**Assigned task:**
Your answer should reproduce every line of the material in which the word "doesn" occurs.

**Records for this task:**
PR #209, opened 2023-10-03
DPE command validation and DeriveChild changes

hpya93:
This contains-

_•Test all failure cases defined in the DPE iRoT Profile_

- Added a failure check in the initialize context and getcertificatechain command. Other fail checks are already present in the code which I have tested.

_•For all input enums/flags for all DPE commands, ensure there is a test case for each permutation._

_•Add tests to ensure localities are properly isolated from each other for all commands_

- I have done testing on separate localities in simulator side (TestInitializeContext using multiple localities)

- The code for separating localities is already there in the command file. Just checked that the initialize context is called for each locality.

- In emulator side, we are not setting any locality to the DPE instance when executing commands.

_•Validate proper behavior to against the feature support matrix (exposed by GetProfile)_

- Validated the getprofile modes for both simulator and emulator using code from this 

_•DeriveChild  - Test limits on number of DeriveChild calls_
- Have checked whether proper error is reported when number of derived child exceed MAX TCI nodes

_•Test that DeriveChild privileges (like ALLOW_CA) are correctly bounded and that a DPE context cannot escalate its privileges_
 - Multi Tcb validation for matching TCITYPE passed to Derive child request   
 - Have checked whether the proper error is returned when feature flags are set in derived child context but not supported by parent context  

**Query:**

In fail cases of getcertificatechain command, spec says 'If OFFSET is larger than the full certificate chain, this API shall return DPE_STATUS_INVALID_ARGUMENT'

But,

The full cert chain size is computed in runtime, by repeated calls to GetCertificateChain()

So, we can't check if offset > fullcertchainsize

This can be checked only if we pass a negative test input like

cases := []GetCertificateReq{
{size: 2048, offset: 100000},
{size: 2048, offset: 100000}, // Negative case.
}

So, should we write a negative test case like this?

### DIFF
--- a/crypto/src/lib.rs
+++ b/crypto/src/lib.rs
@@ -55,6 +55,16 @@ impl CryptoError {
         // field, so we can read the discriminant without offsetting the pointer.
         unsafe { *<*const _>::from(self).cast::<u16>() }
     }
+
+    pub fn get_error_detail(&self) -> Option<u32> {
+        match self {
+            CryptoError::AbstractionLayer(code) => Some(*code),
+            CryptoError::CryptoLibError(code) => Some(*code),
+            CryptoError::Size => None,
+            CryptoError::NotImplemented => None,
+            CryptoError::HashError(code) => Some(*code),
+        }
+    }
 }
 
 pub trait Hasher: Sized {
--- a/dpe/src/response.rs
+++ b/dpe/src/response.rs
@@ -206,19 +206,8 @@ impl DpeErrorCode {
     /// Reporting of detailed error information is platform-defined.
     pub fn get_error_detail(&self) -> Option<u32> {
         match self {
-            DpeErrorCode::Platform(e) => match e {
-                PlatformError::CertificateChainError => None,
-                PlatformError::NotImplemented => None,
-                PlatformError::IssuerNameError(code) => Some(*code),
-                PlatformError::PrintError(code) => Some(*code),
-            },
-            DpeErrorCode::Crypto(e) => match e {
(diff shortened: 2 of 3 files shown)


verification/client.go
```diff
@@ -236,6 +239,18 @@ func (c *Client[_, _]) GetCertificateChain() (*GetCertificateChainResp, error) {
 	return &certs, nil
 }
 
+// DeriveChild() calls the DPE CertifyKey command.
```
sree-revoori1, line 242: *calls the DPE DeriveChild command

verification/deriveChild_test.go
```diff
@@ -0,0 +1,347 @@
...
+			log.Fatal(err)
+		}
+		defer d.PowerOff()
+	}
+	client, err := NewClient256(d)
+	if err != nil {
+		t.Fatalf("Could not initialize client: %v", err)
+	}
+
+	tciNodeCount := uint32(1)
```
sree-revoori1, line 37: can you add a comment here that the initial tciNodeCount is 1 due to auto-init?

verification/client.go
hpya93: Hi @sree-revoori1  , seems the code flow is modified few days back and this tree needs significant changes to incorporate the new code. I shall commit the changes after rebasing the code. 

Thank you!

hpya93:
Have incorporated latest pattern changes in PR

hpya93:
@sree-revoori1 Can you please review and let us know the comments on this PR?

PR #216, opened 2023-10-06
Implement CertifyKey with CSRs and add encodings of CMS/CSRs

### LINKED ISSUE #83: Implement DPE Command CertifyCsr
See https://github.com/TrustedComputingGroup/Server-Internal/blob/main/dpe-irot-profile/main.md#certifycsr for specification.

### LINKED ISSUE #237: build.rs is not conditionally compiling correctly
Since build.rs runs before compilation, it doesn't know about features. Thus, The default value of dpe_profile_p256_sha256 is always getting used. This causes issues with the openssl implementation of ecdsa_sign_with_alias since we end up always signing with a 32 bit private key.

sree-revoori1:
Also, rework build.rs to write both the 256 bit and 384 bit private keys. This is necessary because feature compilation doesn't work in build.rs. Then when we read the alias key in OpensslCrypto::ecdsa_sign_with_alias, we can read from the proper file based on the value of the algorithm size. 

fixes #237 
fixes #83

### DIFF
--- a/dpe/src/commands/certify_key.rs
+++ b/dpe/src/commands/certify_key.rs
@@ -5,7 +5,7 @@ use crate::{
     dpe_instance::{DpeEnv, DpeInstance, DpeTypes},
     response::{CertifyKeyResp, DpeErrorCode, Response, ResponseHdr},
     tci::TciNodeData,
-    x509::{DirectoryString, MeasurementData, Name, X509CertWriter},
+    x509::{CertWriter, DirectoryString, MeasurementData, Name},
     DPE_PROFILE, MAX_CERT_SIZE, MAX_HANDLES,
 };
 use bitflags::bitflags;
@@ -77,7 +77,7 @@ impl CommandExecution for CertifyKeyCmd {
             .crypto
             .derive_cdi(DPE_PROFILE.alg_len(), &digest, b"DPE")
             .map_err(|_| DpeErrorCode::CryptoError)?;
-        let (_, pub_key) = env
+        let (priv_key, pub_key) = env
             .crypto
             .derive_key_pair(algs, &cdi, &self.label, b"ECC")
             .map_err(|_| DpeErrorCode::CryptoError)?;
@@ -119,7 +119,7 @@ impl CommandExecution for CertifyKeyCmd {
         let cert_size = match self.format {
             Self::FORMAT_X509 => {
                 let mut tbs_buffer = [0u8; MAX_CERT_SIZE];
-                let mut tbs_writer = X509CertWriter::new(&mut tbs_buffer, true);
+                let mut tbs_writer = CertWriter::new(&mut tbs_buffer, true);
                 if issuer_len > MAX_CHUNK_SIZE {
                     return Err(DpeErrorCode::InternalError);
                 }
@@ -144,7 +144,7 @@ impl CommandExecution for CertifyKeyCmd {
                     .ecdsa_sign_with_alias(DPE_PROFILE.alg_len(), &tbs_digest)
                     .map_err(|_| DpeErrorCode::CryptoError)?;
 
-                let mut cert_writer = X509CertWriter::new(&mut cert, true);
+                let mut cert_writer = CertWriter::new(&mut cert, true);
                 bytes_written =
                     cert_writer.encode_ecdsa_certificate(&tbs_buffer[..bytes_written], &sig)?;
                 u32::try_from(bytes_written).map_err(|_| DpeErrorCode::InternalError)?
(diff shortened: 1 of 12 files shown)


dpe/src/x509.rs
```diff
@@ -1030,6 +1160,149 @@ impl X509CertWriter<'_> {
...
 
+    /// Encode a SignedData
+    ///
+    /// SignedData ::= SEQUENCE {
+    /// version CMSVersion,
+    /// digestAlgorithms DigestAlgorithmIdentifiers,
+    /// encapContentInfo EncapsulatedContentInfo,
+    /// certificates [0] IMPLICIT CertificateSet OPTIONAL,
+    /// crls [1] IMPLICIT RevocationInfoChoices OPTIONAL,
+    /// signerInfos SignerInfos }
```
jhand2, line 1171: minor nit: Can you indent these fields?

dpe/src/x509.rs
```diff
@@ -1030,6 +1160,149 @@ impl X509CertWriter<'_> {
         Ok(bytes_written)
     }
 
+    /// Encode a SignedData
```
jhand2, line 1163: nit: Might be good to add a comment that we don't populate the `certificates` or `crls` fields

dpe/src/x509.rs
```diff
@@ -1030,6 +1160,149 @@ impl X509CertWriter<'_> {
...
+
+        // signerInfos
+        bytes_written += self.encode_signer_infos(serial_number, issuer_name, sig)?;
+
+        Ok(bytes_written)
+    }
+
+    /// Encode a SET OF SignerInfo
+    ///
+    /// SignerInfo ::= SEQUENCE {
```
jhand2, line 1211: nit: same comment about indentation

dpe/src/commands/certify_key.rs
```diff
@@ -150,7 +150,58 @@ impl CommandExecution for CertifyKeyCmd {
...
+                    .crypto
+                    .hash(
+                        DPE_PROFILE.alg_len(),
+                        &cert_req_info_buffer[..bytes_written],
+                    )
+                    .map_err(|_| DpeErrorCode::HashError)?;
+                let cert_req_info_sig = env
+                    .crypto
+                    .ecdsa_sign_with_alias(DPE_PROFILE.alg_len(), &cert_req_info_digest)
+                    .map_err(|_| DpeErrorCode::CryptoError)?;
```
jhand2, line 178: PKCS#10 CSRs should be self-signed (signed the the private key returned by `derive_key_pair`). This proves ownership of the key (this is also why we wrap the CSR in a CMS structure. So we can sign the whole thing with a different key).

dpe/src/x509.rs
```diff
@@ -1135,6 +1408,118 @@ impl X509CertWriter<'_> {
...
+
+        Ok(bytes_written)
+    }
+
+    /// Encode a CMS ContentInfo message
+    ///
+    /// ContentInfo ::= SEQUENCE {
+    /// contentType ContentType,
+    /// content [0] EXPLICIT ANY DEFINED BY contentType }
+    pub fn encode_cms(
```
jhand2, line 1497: Can you add some unit tests to make sure the certs can be parsed?

The certification_request module from x509_parser should work for the PKCS#10 stuff: https://docs.rs/x509-parser/latest/x509_parser/certification_request/index.html

And then the CMS crate you added for parsing the outer CMS part.

dpe/src/x509.rs
```diff
@@ -1135,6 +1408,118 @@ impl X509CertWriter<'_> {
...
+        bytes_written += self.encode_version()?;
+
+        // subject
+        bytes_written += self.encode_rdn(subject_name)?;
+
+        // subjectPublicKeyInfo
+        bytes_written += self.encode_ecdsa_subject_pubkey_info(pub_key)?;
+
+        // extensions
+        bytes_written += self.encode_extensions(measurements)?;
```
jhand2, line 1454: I think there needs to be a wrapper struct around the extensions. There is an attribute "Extension Request" defined in RFC 2985 that should wrap these extensions.

dpe/src/commands/certify_key.rs
sree-revoori1: Done

dpe/src/x509.rs
sree-revoori1: Done

dpe/src/x509.rs
sree-revoori1: Done

dpe/src/x509.rs
sree-revoori1: Done

dpe/src/x509.rs
sree-revoori1: Done

dpe/src/x509.rs
sree-revoori1: Done

dpe/src/commands/certify_key.rs
```diff
@@ -329,4 +402,214 @@ mod tests {
...
+        };
+        env.crypto
+            .get_pubkey_serial(DPE_PROFILE.alg_len(), &pub_key, &mut subj_serial)
+            .unwrap();
+        match sid {
+            SignerIdentifier::IssuerAndSerialNumber(issuer_and_serial_number) => {
+                let cert_serial_number = &issuer_and_serial_number.serial_number;
+                assert_eq!(&subj_serial[..20], cert_serial_number.as_bytes());
+                // note: the cms crate does not let us convert issuer_and_serial_number.issuer
+                // into bytes so we unfortunately cannot test the issuer name here.
```
jhand2, line 506: I don't quite understand. Isn't there an as_bytes function here? https://docs.rs/x509-cert/0.2.3/x509_cert/serial_number/struct.SerialNumber.html#method.as_bytes

dpe/src/commands/certify_key.rs
```diff
@@ -329,4 +402,214 @@ mod tests {
...
+        let pub_key_der = ec_point.data();
+        // skip first 0x04 der encoding byte
+        let x = BigNum::from_slice(&pub_key_der[1..DPE_PROFILE.get_ecc_int_size() + 1]).unwrap();
+        let y = BigNum::from_slice(&pub_key_der[DPE_PROFILE.get_ecc_int_size() + 1..]).unwrap();
+        EcKey::from_public_key_affine_coordinates(group, &x, &y).unwrap();
+
+        // note: ideally here, we would verify the signature with the public key.
+        // However, the x509_parser library does not expose a function to
+        // convert the certification request info into bytes so we have no way to
+        // get the digest.
```
jhand2, line 565: I think you can use the `raw` field here: https://docs.rs/x509-parser/latest/x509_parser/certification_request/struct.X509CertificationRequestInfo.html

dpe/src/x509.rs
```diff
@@ -1088,6 +1299,251 @@ impl X509CertWriter<'_> {
...
+    ///
+    /// Attributes ::= SET OF Attribute
+    ///
+    /// Attribute ::= SEQUENCE {
+    ///    attrType OBJECT IDENTIFIER,
+    ///    attrValues SET OF AttributeValue
+    /// }
+    ///
+    /// AttributeValue ::= ANY -- Defined by attribute type
+    #[allow(clippy::identity_op)]
```
jhand2, line 1401: Why is this needed? Because of the `| 0x0`?

dpe/src/x509.rs
```diff
@@ -1088,6 +1299,251 @@ impl X509CertWriter<'_> {
         Ok(bytes_written)
     }
 
+    fn encode_implicit_extensions(
```
jhand2, line 1302: I wonder if we can avoid duplicating the code with a parameter here. Something like

```rust
enum ConstructedTag {
    Implicit(u8),
    Explicit(u8),
}

fn encode_implicit_extensions(
    &mut self,
    measurements: &MeasurementData,
    constructed: Option<ConstructedTag>,
    match constructed {
        Some(Implicit(tag_num)) => // Do implicit tag
        Some(Explicit(tag_num)) => // Do explicit tag
        None => // Use normal tag
    }
}
```

dpe/src/x509.rs
sree-revoori1: Yes

dpe/src/commands/certify_key.rs
sree-revoori1: I am using the cms crate to parse the wrapping ContentInfo  - https://docs.rs/cms/0.2.2/cms/cert/struct.IssuerAndSerialNumber.html

sree-revoori1: i was able to use Name::to_der to parse it actually.

dpe/src/commands/certify_key.rs
sree-revoori1: Thanks, this worked.

dpe/src/x509.rs
sree-revoori1: Done, except I just passed a bool to encode_extensions since there's only two cases.

jhand2 (approved):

**Finished exercise:**
Since build.rs runs before compilation, it doesn't know about features. Thus, The default value of dpe_profile_p256_sha256 is always getting used. This causes issues with the openssl implementation of ecdsa_sign_with_alias since we end up always signing with a 32 bit private key.
Also, rework build.rs to write both the 256 bit and 384 bit private keys. This is necessary because feature compilation doesn't work in build.rs. Then when we read the alias key in OpensslCrypto::ecdsa_sign_with_alias, we can read from the proper file based on the value of the algorithm size. 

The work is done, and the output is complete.